┌─ Exercise material

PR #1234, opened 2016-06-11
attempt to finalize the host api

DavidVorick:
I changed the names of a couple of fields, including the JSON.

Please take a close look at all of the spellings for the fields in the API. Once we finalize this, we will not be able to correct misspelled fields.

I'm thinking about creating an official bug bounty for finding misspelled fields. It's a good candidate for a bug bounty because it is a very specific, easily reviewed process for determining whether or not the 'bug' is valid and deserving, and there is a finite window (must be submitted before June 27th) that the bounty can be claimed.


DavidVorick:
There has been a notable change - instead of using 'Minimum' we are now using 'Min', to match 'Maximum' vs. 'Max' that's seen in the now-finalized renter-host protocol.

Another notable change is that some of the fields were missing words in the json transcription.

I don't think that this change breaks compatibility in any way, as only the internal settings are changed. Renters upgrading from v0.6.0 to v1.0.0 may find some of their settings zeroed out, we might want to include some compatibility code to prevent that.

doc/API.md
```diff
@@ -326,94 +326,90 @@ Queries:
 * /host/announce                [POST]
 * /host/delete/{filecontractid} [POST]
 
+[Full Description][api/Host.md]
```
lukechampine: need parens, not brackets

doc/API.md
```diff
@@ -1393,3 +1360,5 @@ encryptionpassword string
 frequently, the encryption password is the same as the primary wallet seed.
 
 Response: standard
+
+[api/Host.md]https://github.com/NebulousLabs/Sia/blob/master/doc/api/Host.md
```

└─

Output exactly the line containing "There has been" together with every line after it, ending at the final line of the entries.

Output below =
There has been a notable change - instead of using 'Minimum' we are now using 'Min', to match 'Maximum' vs. 'Max' that's seen in the now-finalized renter-host protocol.

Another notable change is that some of the fields were missing words in the json transcription.

I don't think that this change breaks compatibility in any way, as only the internal settings are changed. Renters upgrading from v0.6.0 to v1.0.0 may find some of their settings zeroed out, we might want to include some compatibility code to prevent that.

doc/API.md
```diff
@@ -326,94 +326,90 @@ Queries:
 * /host/announce                [POST]
 * /host/delete/{filecontractid} [POST]
 
+[Full Description][api/Host.md]
```
lukechampine: need parens, not brackets

doc/API.md
```diff
@@ -1393,3 +1360,5 @@ encryptionpassword string
 frequently, the encryption password is the same as the primary wallet seed.
 
 Response: standard
+
+[api/Host.md]https://github.com/NebulousLabs/Sia/blob/master/doc/api/Host.md
```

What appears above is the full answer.